PR #644, opened 2021-12-02
Upgrade 50

rachel-bousfield:
Upgrade's ArbOS to the 50th version, which will include the following PRs
- #643 
- #642 
- #645

In summary, this upgrade
- Allows estimation for unfunded accounts when the gas price is 0
- Makes modexp more performant


edfelten (dismissed):
Looks good.  All of these changes were also previously reviewed before being merged into here.

edfelten (approved):
Re-approving after merging.

PR #652, opened 2021-12-17
Change getCurrentTxL1GasFees API

edfelten:
Change API to return a single L1 gas fees number, no longer breaking it down into two categories.  This will be more future-proof as we move to Nitro,


rachel-bousfield (approved):
LGTM, merging

PR #653, opened 2021-12-17
Fix GasPrice Zero Estimation

rachel-bousfield:
Fixes gas estimation for contract calls & deploys for unfunded accounts when the gas price is zero


edfelten (approved):
Looks good.

PR #656, opened 2022-01-10
Fix passing reference

eigmax:


rachel-bousfield:
Adding a leading `&` doesn't change the hash, and we want to move the value. Thanks for the PR though!

eigmax:
Why should we move?  it's deconstructed after the block is executed automatically.  What's your rust version?    I use rustc 1.53.0-nightly and get error: 

image

eigmax:
@RachelFranks

rachel-bousfield:
Your rust is out of date, please update to the latest release

PR #658, opened 2022-01-25
Remove tx gas limit for off-chain calls

edfelten:
This removes the transaction gas limit for "admin mode" calls.  We assume that node operators will impose whatever limit they want, if they want one, by using command-line options in the node software.

This also limits the size of deployed contract (EVM) code to 48 KB.  There are exceptions for (1) previously deployed contracts, and (2) new contracts whose deployed code is identical to a previously deployed contract.  The size becomes a chain parameter, so it can be adjusted by the chain owner as necessary.


rachel-bousfield (approved):
Looks great! I've done the full testing suite and it passed everything after a `make push`

PR #3366, opened 2024-02-29
v8: Add version 12.4.111

PerikiyoXD:
As the title says.

Part of the v8 fix operation.

PR #3717, opened 2024-04-07
v8: Add version 12.8.168

waruqi:
https://github.com/xmake-io/xmake-repo/pull/3366


PerikiyoXD:
I will have a look at it

waruqi:
It's weird. macos ci doesn't work, it's still in the same state as before.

==*==

§ **About this exercise**:
Having read the entries above, set each one down again exactly.

§ **Your solution**:
PR #644, opened 2021-12-02
Upgrade 50

rachel-bousfield:
Upgrade's ArbOS to the 50th version, which will include the following PRs
- #643 
- #642 
- #645

In summary, this upgrade
- Allows estimation for unfunded accounts when the gas price is 0
- Makes modexp more performant


edfelten (dismissed):
Looks good.  All of these changes were also previously reviewed before being merged into here.

edfelten (approved):
Re-approving after merging.

PR #652, opened 2021-12-17
Change getCurrentTxL1GasFees API

edfelten:
Change API to return a single L1 gas fees number, no longer breaking it down into two categories.  This will be more future-proof as we move to Nitro,


rachel-bousfield (approved):
LGTM, merging

PR #653, opened 2021-12-17
Fix GasPrice Zero Estimation

rachel-bousfield:
Fixes gas estimation for contract calls & deploys for unfunded accounts when the gas price is zero


edfelten (approved):
Looks good.

PR #656, opened 2022-01-10
Fix passing reference

eigmax:


rachel-bousfield:
Adding a leading `&` doesn't change the hash, and we want to move the value. Thanks for the PR though!

eigmax:
Why should we move?  it's deconstructed after the block is executed automatically.  What's your rust version?    I use rustc 1.53.0-nightly and get error: 

image

eigmax:
@RachelFranks

rachel-bousfield:
Your rust is out of date, please update to the latest release

PR #658, opened 2022-01-25
Remove tx gas limit for off-chain calls

edfelten:
This removes the transaction gas limit for "admin mode" calls.  We assume that node operators will impose whatever limit they want, if they want one, by using command-line options in the node software.

This also limits the size of deployed contract (EVM) code to 48 KB.  There are exceptions for (1) previously deployed contracts, and (2) new contracts whose deployed code is identical to a previously deployed contract.  The size becomes a chain parameter, so it can be adjusted by the chain owner as necessary.


rachel-bousfield (approved):
Looks great! I've done the full testing suite and it passed everything after a `make push`

PR #3366, opened 2024-02-29
v8: Add version 12.4.111

PerikiyoXD:
As the title says.

Part of the v8 fix operation.

PR #3717, opened 2024-04-07
v8: Add version 12.8.168

waruqi:
https://github.com/xmake-io/xmake-repo/pull/3366


PerikiyoXD:
I will have a look at it

waruqi:
It's weird. macos ci doesn't work, it's still in the same state as before.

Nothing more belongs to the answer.